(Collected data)
- - - - -

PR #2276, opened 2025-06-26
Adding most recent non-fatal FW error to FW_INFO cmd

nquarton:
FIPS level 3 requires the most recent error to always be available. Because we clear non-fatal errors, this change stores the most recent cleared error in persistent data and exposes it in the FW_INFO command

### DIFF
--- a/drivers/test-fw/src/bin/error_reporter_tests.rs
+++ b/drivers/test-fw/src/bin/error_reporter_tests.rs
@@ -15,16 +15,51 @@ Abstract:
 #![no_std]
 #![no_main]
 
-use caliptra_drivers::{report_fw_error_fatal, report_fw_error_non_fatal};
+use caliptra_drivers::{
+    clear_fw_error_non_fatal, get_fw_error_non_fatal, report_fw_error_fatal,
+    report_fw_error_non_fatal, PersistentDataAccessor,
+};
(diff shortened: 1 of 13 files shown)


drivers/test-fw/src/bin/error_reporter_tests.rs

- - - - -

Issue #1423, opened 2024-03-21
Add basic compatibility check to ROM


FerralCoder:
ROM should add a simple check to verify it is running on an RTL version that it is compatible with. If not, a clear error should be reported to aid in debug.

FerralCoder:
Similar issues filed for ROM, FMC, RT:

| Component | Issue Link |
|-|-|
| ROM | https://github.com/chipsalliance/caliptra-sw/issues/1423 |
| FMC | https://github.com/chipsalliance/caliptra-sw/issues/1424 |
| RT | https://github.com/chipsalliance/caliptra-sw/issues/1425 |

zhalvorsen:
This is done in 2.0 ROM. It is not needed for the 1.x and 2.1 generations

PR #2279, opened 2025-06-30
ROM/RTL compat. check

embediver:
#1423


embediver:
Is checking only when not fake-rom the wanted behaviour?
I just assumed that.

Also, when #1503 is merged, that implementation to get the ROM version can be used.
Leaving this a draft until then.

- - - - -

◆ PROMPT: From the data above, gather every line that includes the word "issues".

◆ YOUR RESPONSE:
Similar issues filed for ROM, FMC, RT:
| ROM | https://github.com/chipsalliance/caliptra-sw/issues/1423 |
| FMC | https://github.com/chipsalliance/caliptra-sw/issues/1424 |
| RT | https://github.com/chipsalliance/caliptra-sw/issues/1425 |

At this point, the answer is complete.